The risk-benefit of continued use should be assessed regularly by the prescriber.

The capsules contain sodium metabisulfite, a sulfite that may cause allergic reactions including anaphylactic symptoms and life threatening or less severe asthmatic episodes in certain susceptible people. The overall prevalence of sulfite sensitivity in the general population is unknown and probably low. Sulfite sensitivity is seen more frequently in asthmatic than non-asthmatic people.

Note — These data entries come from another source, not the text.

PR #2206, opened 2024-03-01
Add g-stream monitoring for IO time, based on the throttle plugin

bbockelm:
Given the throttle plugin is collecting timing statistics for I/O anyway, have it begin to report these monitoring statistics out through the g-stream.

This allows the monitoring programs to determine the overall time spent in the I/O subsystem (which is not available through other monitoring streams).  From the first derivative of the aggregate (most monitoring systems will do this for you), one can calculate an approximation of the "I/O load".


src/XrdXrootd/XrdXrootdConfigMon.cc
```diff
@@ -478,7 +482,7 @@ int XrdXrootdProtocol::xmongs(XrdOucStream &Config)
 
    int numgs = sizeof(gsObj)/sizeof(struct XrdXrootdGSReal::GSParms);
    int selAll = XROOTD_MON_CCM | XROOTD_MON_PFC | XROOTD_MON_TCPMO
-              | XROOTD_MON_TPC;
+              | XROOTD_MON_THROT | XROOTD_MON_TPC;
```
abh3, line 485: I see you nicely added throttle to the comments for XrdXrootdProtocol::xmon, could you do the same for XrdXrootdProtocol::xmongs? It's a one liner.

abh3 (changes requested):
Looks good but a minor nit pick about a missing comment. I know it's a trivial change but I'd like to be current with comments as much as possible.

src/XrdXrootd/XrdXrootdConfigMon.cc
bbockelm: Done in the latest rebase.

amadio:
@bbockelm You have to pull the git tags and push at least one of them to your fork, or the CI will keep failing in your repository.

abh3:
Thanks Brian!

PR #2208, opened 2024-03-03
Fix argument parsing in pyxrootd's File::Stat

chrisburr:
On macOS I've noticed that using `File.stat` results in SIGABORT. Linux doesn't seem to be affected.

After debugging I found that the arugment parsing seems to be broken, with an `int` being placed into a `bool`.

Reproducer:

```python
from XRootD import client

f = client.File()
status, _ = f.open(
    "root://eospublic.cern.ch//eos/opendata/lhcb/Collision12/CHARM/LHCb_2012_Beam4000GeV_VeloClosed_MagDown_RealData_Reco14_Stripping21_CHARM_MDST/00041836/0000/00041836_00009718_1.charm.mdst")
assert status.ok
print(f.stat())
```

Using 5.6.6:

```bash
$ python test.py
fish: Job 1, 'python test.py' terminated by signal SIGABRT (Abort)
```

Patching 5.6.6 with this PR:
```bash
$ python test.py
(<status: 0, code: 0, errno: 0, message: '[SUCCESS] ', shellcode: 0, error: False, fatal: False, ok: True>, <id: '7071570313412045725', size: 4038643315, flags: 48, modtime: 1698682469, modtimestr: '2023-10-30 16:14:29'>)
```

### DIFF
--- a/bindings/python/src/PyXRootDFile.cc
+++ b/bindings/python/src/PyXRootDFile.cc
@@ -106,14 +106,14 @@ namespace PyXRootD
   PyObject* File::Stat( File *self, PyObject *args, PyObject *kwds )
   {
     static const char  *kwlist[] = { "force", "timeout", "callback", NULL };
-    bool                force    = false;
+    int                 force    = 0;
     uint16_t            timeout  = 0;
     PyObject           *callback = NULL, *pyresponse = NULL, *pystatus = NULL;
     XrdCl::XRootDStatus status;
 
     if ( !self->file->IsOpen() ) return FileClosedError();
 
-    if ( !PyArg_ParseTupleAndKeywords( args, kwds, "|iHO:stat", (char**) kwlist,
+    if ( !PyArg_ParseTupleAndKeywords( args, kwds, "|pHO:stat", (char**) kwlist,
         &force, &timeout, &callback ) ) return NULL;
 
     if ( callback && callback != Py_None ) {


amadio:
Thank you, good timing, I'm working on getting the python bindings tests converted to Python 3 and adding them to the CI. I will test this and merge it for 5.6.9.

bindings/python/src/PyXRootDFile.cc
```diff
@@ -106,14 +106,14 @@ namespace PyXRootD
...
-    bool                force    = false;
+    int                 force    = 0;
     uint16_t            timeout  = 0;
     PyObject           *callback = NULL, *pyresponse = NULL, *pystatus = NULL;
     XrdCl::XRootDStatus status;
 
     if ( !self->file->IsOpen() ) return FileClosedError();
 
-    if ( !PyArg_ParseTupleAndKeywords( args, kwds, "|iHO:stat", (char**) kwlist,
+    if ( !PyArg_ParseTupleAndKeywords( args, kwds, "|pHO:stat", (char**) kwlist,
```
chrisburr, line 116: I think p here is python 3.3+, if you still need python 2 then it probably needs to be kept as i and checked for truthiness on the python side.

amadio: Ok, thanks, I will check it when testing.

amadio:
I tried with Python 3.12 and XRootD 5.6.8 on an old Mac, and I get this:
```
>>> f.stat()
(<status: 0, code: 0, errno: 0, message: '[SUCCESS] ', shellcode: 0, error: False, fatal: False, ok: True>, <id: '7071570312732487632', size: 4038643315, flags: 48, modtime: 1698682470, modtimestr: '2023-10-30 16:14:30'>)
>>> print(XRootD.client.__version__)
5.6.8
```
So no `SIGABRT`, what macOS version (and Python version) are you using?

chrisburr:
Python 3.12, XRootD 5.6.6, compiled with clang 16 from conda-forge. I'll look at updating to 5.8.8: https://github.com/conda-forge/xrootd-feedstock/pull/87

```
cburr@ChristohersMBP8 ~> ipython
Python 3.12.2 | packaged by conda-forge | (main, Feb 16 2024, 20:54:21) [Clang 16.0.6 ]
Type 'copyright', 'credits' or 'license' for more information
IPython 8.22.2 -- An enhanced Interactive Python. Type '?' for help.

In [1]: from XRootD import client
   ...:
   ...: f = client.File()
   ...: status, _ = f.open(
   ...:     "root://eospublic.cern.ch//eos/opendata/lhcb/Collision12/CHARM/LHCb_2012_Beam4000GeV_VeloClosed_MagDown_RealData_Reco14_Stripping21_CHARM_MDST/00041836/0000/00041836_00009718_1.charm.mdst")
   ...: assert status.ok
   ...: f.stat()
fish: Job 1, 'ipython' terminated by signal SIGABRT (Abort)
cburr@ChristohersMBP8 ~ [SIGABRT]> sw_vers
ProductName:		macOS
ProductVersion:		14.3.1
BuildVersion:		23D60
cburr@ChristohersMBP8 ~> python --version                                                                                                                                                                                      (fsspec-xrootd-dev-2)
Python 3.12.2
cburr@ChristohersMBP8 ~> cat ~/mambaforge/pkgs/xrootd-5.6.6-py312hbeacd42_0/info/recipe/meta.yaml | rg clang
    - clang 16.0.6 hac416ee_4
    - clang-16 16.0.6 default_h6b1ee41_4
    - clang_impl_osx-arm64 16.0.6 ha81d56d_8
    - clang_osx-arm64 16.0.6 h40be2b1_8
    - clangxx 16.0.6 default_h6b1ee41_4
    - clangxx_impl_osx-arm64 16.0.6 h4a79b72_8
    - clangxx_osx-arm64 16.0.6 h40be2b1_8
    - libclang-cpp16 16.0.6 default_h6b1ee41_4
```

chrisburr:
Actually maybe the compiler flags are the difference:
```
2024-02-06T11:03:07.0158200Z +CXXFLAGS=-ftree-vectorize -fPIC -fstack-protector-strong -O2 -pipe -stdlib=libc++ -fvisibility-inlines-hidden -fmessage-length=0 -isystem $PREFIX/include -fdebug-prefix-map=$SRC_DIR=/usr/local/src/conda/xrootd-5.6.7 -fdebug-prefix-map=$PREFIX=/usr/local/src/conda-prefix
```

amadio:
There's nothing in recent versions that would change this, my guess is that `-fstack-protector-strong` may be onto something. I will try with that. I'd be interested in seeing what happens if you just change `bool` to `int`, but keep `iHO` in the call to `PyArg_ParseTupleAndKeywords`. We need to keep support for Python 2.7 around at least while  CentOS 7 is still around, unfortunately.

amadio:
Indeed, with the new compile flags, I can reproduce the issue on the Mac.

bindings/python/src/PyXRootDFile.cc
amadio: I think we should only change `bool` to `int` above, while leaving `iHO` as is to not lose compatibility with earlier versions of Python. I tested it and it works. Once this change is made we can merge it. Thanks!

These capsules should be used with caution in patients sensitive to the effects of opioids, e.g. the elderly (who may be sensitive to their central and gastro-intestinal effects) and debilitated patients, patients with CNS depression, hypothyroidism, Addison's disease and prostatic hypertrophy or urethral stricture, myasthenia gravis, reduced blood volume, seizures, shock, inflammatory or obstructive bowel disorders. Care should also be observed if prolonged therapy is contemplated.

Care is advised in the administration of paracetamol to patients with severe renal or severe hepatic impairment. The hazard of overdose is greater in those with alcoholic liver disease.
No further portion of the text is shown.